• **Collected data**

PR #1556, opened 2026-08-31
Fix mirror 1276939

jesusbv:
## Description

fix for mirroring

libcurl uses HTTP/2 as default, because of that
RMT resumes a Fiber from inside an FFI callback
that libcurl called while its own C frames are
live on the stack
the Fiber switch swaps the machine stack out
from under those frames, arbitrary/random Ruby runs
and then the next allocation trips a GC that finds a corrupt heap

that behaviour produces the traceback observed in the bugzilla entry

force HTTP/1.1 for Typhoeus

Fixes bsc#1276939

* Related Issue / Ticket / Trello card: [bsc#1276939](https://bugzilla.suse.com/show_bug.cgi?id=1276939)

## How to test 

re run the mirror command, no bug should be raised and mirroring should complete fine

## Change Type

## Checklist

## Review

### DIFF
--- a/lib/rmt/http_request.rb
+++ b/lib/rmt/http_request.rb
@@ -23,6 +23,7 @@ class RMT::HttpRequest < Typhoeus::Request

• **ABOUT THIS TASK**
The records above must be reproduced word for word.

• **EXERCISE ANSWER**
PR #1556, opened 2026-08-31
Fix mirror 1276939

jesusbv:
## Description

fix for mirroring

libcurl uses HTTP/2 as default, because of that
RMT resumes a Fiber from inside an FFI callback
that libcurl called while its own C frames are
live on the stack
the Fiber switch swaps the machine stack out
from under those frames, arbitrary/random Ruby runs
and then the next allocation trips a GC that finds a corrupt heap

that behaviour produces the traceback observed in the bugzilla entry

force HTTP/1.1 for Typhoeus

Fixes bsc#1276939

* Related Issue / Ticket / Trello card: [bsc#1276939](https://bugzilla.suse.com/show_bug.cgi?id=1276939)

## How to test 

re run the mirror command, no bug should be raised and mirroring should complete fine

## Change Type

## Checklist

## Review

### DIFF
--- a/lib/rmt/http_request.rb
+++ b/lib/rmt/http_request.rb
@@ -23,6 +23,7 @@ class RMT::HttpRequest < Typhoeus::Request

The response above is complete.